[Saved data entries]
[Start of Attachment]

PR #294, opened 2023-05-19
make classes non-static where appropriate

cfbao:
### Why

Code that directly interacts with external systems should generally be put behind interfaces and not be in static classes/methods. This is necessary to have any sort of unit tests. The .NET bmx doesn't have unit tests right now, but we should still follow this general principle as a best practice.

Main changes:

* Consolidate all user console prompts into `ConsolePrompter` and put it behind an interface.
* Write all console prompts to stderr instead of stdout to make `bmx print` usable.
* Put `OktaSessionStorage` behind an interface too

[End of Attachment]

Word for word, write out all of the entries.

PR #294, opened 2023-05-19
make classes non-static where appropriate

cfbao:
### Why

Code that directly interacts with external systems should generally be put behind interfaces and not be in static classes/methods. This is necessary to have any sort of unit tests. The .NET bmx doesn't have unit tests right now, but we should still follow this general principle as a best practice.

Main changes:

* Consolidate all user console prompts into `ConsolePrompter` and put it behind an interface.
* Write all console prompts to stderr instead of stdout to make `bmx print` usable.
* Put `OktaSessionStorage` behind an interface too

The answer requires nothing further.